Exercise data section start

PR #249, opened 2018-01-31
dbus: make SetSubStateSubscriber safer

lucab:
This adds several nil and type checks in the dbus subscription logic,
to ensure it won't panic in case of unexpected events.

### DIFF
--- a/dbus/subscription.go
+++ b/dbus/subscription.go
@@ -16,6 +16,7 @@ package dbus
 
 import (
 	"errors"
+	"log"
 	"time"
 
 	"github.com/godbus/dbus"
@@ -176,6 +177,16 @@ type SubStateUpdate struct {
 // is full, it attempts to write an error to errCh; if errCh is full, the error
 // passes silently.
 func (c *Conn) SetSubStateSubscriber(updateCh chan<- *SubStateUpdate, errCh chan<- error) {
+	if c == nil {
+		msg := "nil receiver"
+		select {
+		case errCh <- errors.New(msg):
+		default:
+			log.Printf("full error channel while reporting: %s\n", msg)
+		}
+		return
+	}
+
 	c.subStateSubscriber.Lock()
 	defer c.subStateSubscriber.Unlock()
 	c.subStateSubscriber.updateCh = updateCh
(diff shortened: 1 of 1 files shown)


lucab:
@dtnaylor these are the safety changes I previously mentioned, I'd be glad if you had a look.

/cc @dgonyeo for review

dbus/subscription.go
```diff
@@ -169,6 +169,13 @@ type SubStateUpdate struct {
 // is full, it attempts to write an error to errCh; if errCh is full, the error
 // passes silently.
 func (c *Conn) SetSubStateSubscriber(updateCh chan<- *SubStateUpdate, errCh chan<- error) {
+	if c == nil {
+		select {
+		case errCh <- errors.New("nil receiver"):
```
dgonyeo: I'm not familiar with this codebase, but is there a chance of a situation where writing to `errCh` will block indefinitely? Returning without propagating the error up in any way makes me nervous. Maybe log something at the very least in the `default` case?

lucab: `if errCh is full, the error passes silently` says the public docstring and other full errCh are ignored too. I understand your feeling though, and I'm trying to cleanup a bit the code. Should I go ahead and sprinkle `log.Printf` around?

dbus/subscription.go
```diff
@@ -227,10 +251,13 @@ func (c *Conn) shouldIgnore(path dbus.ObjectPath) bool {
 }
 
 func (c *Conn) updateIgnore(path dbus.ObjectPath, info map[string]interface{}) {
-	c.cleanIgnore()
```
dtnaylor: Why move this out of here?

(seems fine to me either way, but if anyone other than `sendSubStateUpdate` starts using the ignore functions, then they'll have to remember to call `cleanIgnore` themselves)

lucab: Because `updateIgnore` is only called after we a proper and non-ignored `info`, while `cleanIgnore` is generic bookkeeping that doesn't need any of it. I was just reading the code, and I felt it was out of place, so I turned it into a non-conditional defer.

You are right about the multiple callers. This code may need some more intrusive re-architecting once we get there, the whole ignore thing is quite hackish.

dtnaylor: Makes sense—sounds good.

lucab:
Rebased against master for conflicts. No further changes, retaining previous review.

Exercise data section end
Exercise data section start

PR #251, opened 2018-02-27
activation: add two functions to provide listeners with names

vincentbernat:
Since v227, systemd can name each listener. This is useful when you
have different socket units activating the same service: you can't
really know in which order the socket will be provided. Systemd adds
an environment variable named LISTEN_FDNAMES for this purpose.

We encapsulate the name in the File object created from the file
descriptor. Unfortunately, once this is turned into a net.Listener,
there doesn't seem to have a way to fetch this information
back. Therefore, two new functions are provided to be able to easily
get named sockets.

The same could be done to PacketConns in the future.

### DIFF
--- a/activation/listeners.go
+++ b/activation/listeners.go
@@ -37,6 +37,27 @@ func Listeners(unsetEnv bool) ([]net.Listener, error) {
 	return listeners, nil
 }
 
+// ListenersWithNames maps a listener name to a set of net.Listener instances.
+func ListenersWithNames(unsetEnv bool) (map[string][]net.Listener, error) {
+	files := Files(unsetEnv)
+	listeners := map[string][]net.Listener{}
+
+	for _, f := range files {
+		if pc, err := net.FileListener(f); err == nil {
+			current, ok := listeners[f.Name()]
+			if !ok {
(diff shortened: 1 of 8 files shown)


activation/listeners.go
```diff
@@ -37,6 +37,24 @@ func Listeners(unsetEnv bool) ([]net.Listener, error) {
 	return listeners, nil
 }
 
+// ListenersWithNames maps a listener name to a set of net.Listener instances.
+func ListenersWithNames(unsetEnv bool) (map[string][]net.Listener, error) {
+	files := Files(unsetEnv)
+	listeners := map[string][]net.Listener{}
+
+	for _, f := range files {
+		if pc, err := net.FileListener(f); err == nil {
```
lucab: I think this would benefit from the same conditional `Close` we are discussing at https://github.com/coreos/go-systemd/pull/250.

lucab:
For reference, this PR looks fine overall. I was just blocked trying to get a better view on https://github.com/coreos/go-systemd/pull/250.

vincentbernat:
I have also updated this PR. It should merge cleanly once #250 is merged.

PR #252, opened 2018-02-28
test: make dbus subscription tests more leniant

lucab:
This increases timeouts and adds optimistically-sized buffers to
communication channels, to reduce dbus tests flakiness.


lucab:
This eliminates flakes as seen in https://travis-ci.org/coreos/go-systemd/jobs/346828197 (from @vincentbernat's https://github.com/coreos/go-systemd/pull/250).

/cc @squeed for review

Exercise data section end

Task item: Take the records above and return, word for word, only the lines that fall from the line with "had a look." to the line with "Rebased against master", both of them included.

Problem solution:
@dtnaylor these are the safety changes I previously mentioned, I'd be glad if you had a look.

/cc @dgonyeo for review

dbus/subscription.go
```diff
@@ -169,6 +169,13 @@ type SubStateUpdate struct {
 // is full, it attempts to write an error to errCh; if errCh is full, the error
 // passes silently.
 func (c *Conn) SetSubStateSubscriber(updateCh chan<- *SubStateUpdate, errCh chan<- error) {
+	if c == nil {
+		select {
+		case errCh <- errors.New("nil receiver"):
```
dgonyeo: I'm not familiar with this codebase, but is there a chance of a situation where writing to `errCh` will block indefinitely? Returning without propagating the error up in any way makes me nervous. Maybe log something at the very least in the `default` case?

lucab: `if errCh is full, the error passes silently` says the public docstring and other full errCh are ignored too. I understand your feeling though, and I'm trying to cleanup a bit the code. Should I go ahead and sprinkle `log.Printf` around?

dbus/subscription.go
```diff
@@ -227,10 +251,13 @@ func (c *Conn) shouldIgnore(path dbus.ObjectPath) bool {
 }
 
 func (c *Conn) updateIgnore(path dbus.ObjectPath, info map[string]interface{}) {
-	c.cleanIgnore()
```
dtnaylor: Why move this out of here?

(seems fine to me either way, but if anyone other than `sendSubStateUpdate` starts using the ignore functions, then they'll have to remember to call `cleanIgnore` themselves)

lucab: Because `updateIgnore` is only called after we a proper and non-ignored `info`, while `cleanIgnore` is generic bookkeeping that doesn't need any of it. I was just reading the code, and I felt it was out of place, so I turned it into a non-conditional defer.

You are right about the multiple callers. This code may need some more intrusive re-architecting once we get there, the whole ignore thing is quite hackish.

dtnaylor: Makes sense—sounds good.

lucab:
Rebased against master for conflicts. No further changes, retaining previous review.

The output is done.